= Work to complete =
Repeat every line of the following material exactly.

>>

PR #4106, opened 2026-05-27
Add ltree categories column for multi-tag OSM object support

Itz-Agasta:
## Summary
 
Adds a `categories ltree[]` column to the `place` and `placex` tables that stores derived OSM categories as ltree paths (for example, `osm.amenity.restaurant`).

This replaces the previous one-row-per-tag model. Multi-tag OSM objects (for example, a node tagged with both `amenity=restaurant` and `tourism=hotel`) are now merged into a single row containing all categories in the `categories` array.

<p align="center">
  Lua merge model
  <br>
  <em>OLD: N tags → N rows. NEW: N tags → 1 row — all categories collected in a single Lua pass.</em>
</p>

### Schema
- Added a `categories ltree[]` column to the `place` and `placex` tables.
- Added a GiST index on the `categories` column.
- Requires the PostgreSQL `ltree` extension.

### Lua import
- Added `sanitize_label()` and `get_category()` to derive ltree categories from OSM class/type tags.
- Updated `process_tags()` to collect all categories and write a single merged row.
- Replaced the previous `write_place()` / `write_row()` one-row-per-tag import model.

### SQL ranking & triggers
- Updated `is_rankable_place()`, `compute_place_rank()`, and the `placex_update` trigger to use ltree containment operators (`<@`) instead of class/type comparisons.
- `compute_place_rank()` now iterates over all categories and selects the best ranking category.

### Indexer
- Updated `BoundaryRunner` queries to use:

  ```sql
  categories <@ 'osm.boundary.administrative'
  ```

### Migration
- Added a migration for existing databases.
- Backfills `categories` from existing `class`/`type` values and `extratags->'place'` for rows with `rank_address < 26`.
- Creates indexes after the bulk `UPDATE`.

## AI usage
Most of the bulk test file rework was generated with AI.... Tough I manually reviewed every change, verified its correctness, and decided which tests should be updated vs skipped. The bug fixes and the final implementation decisions were my own......I also used AI to help with some code simplifications, preparing small patches, analyzing logs to better understand issues, and brainstorming possible approaches and solutions.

<<

= Task response =
PR #4106, opened 2026-05-27
Add ltree categories column for multi-tag OSM object support

Itz-Agasta:
## Summary
 
Adds a `categories ltree[]` column to the `place` and `placex` tables that stores derived OSM categories as ltree paths (for example, `osm.amenity.restaurant`).

This replaces the previous one-row-per-tag model. Multi-tag OSM objects (for example, a node tagged with both `amenity=restaurant` and `tourism=hotel`) are now merged into a single row containing all categories in the `categories` array.

<p align="center">
  Lua merge model
  <br>
  <em>OLD: N tags → N rows. NEW: N tags → 1 row — all categories collected in a single Lua pass.</em>
</p>

### Schema
- Added a `categories ltree[]` column to the `place` and `placex` tables.
- Added a GiST index on the `categories` column.
- Requires the PostgreSQL `ltree` extension.

### Lua import
- Added `sanitize_label()` and `get_category()` to derive ltree categories from OSM class/type tags.
- Updated `process_tags()` to collect all categories and write a single merged row.
- Replaced the previous `write_place()` / `write_row()` one-row-per-tag import model.

### SQL ranking & triggers
- Updated `is_rankable_place()`, `compute_place_rank()`, and the `placex_update` trigger to use ltree containment operators (`<@`) instead of class/type comparisons.
- `compute_place_rank()` now iterates over all categories and selects the best ranking category.

### Indexer
- Updated `BoundaryRunner` queries to use:

  ```sql
  categories <@ 'osm.boundary.administrative'
  ```

### Migration
- Added a migration for existing databases.
- Backfills `categories` from existing `class`/`type` values and `extratags->'place'` for rows with `rank_address < 26`.
- Creates indexes after the bulk `UPDATE`.

## AI usage
Most of the bulk test file rework was generated with AI.... Tough I manually reviewed every change, verified its correctness, and decided which tests should be updated vs skipped. The bug fixes and the final implementation decisions were my own......I also used AI to help with some code simplifications, preparing small patches, analyzing logs to better understand issues, and brainstorming possible approaches and solutions.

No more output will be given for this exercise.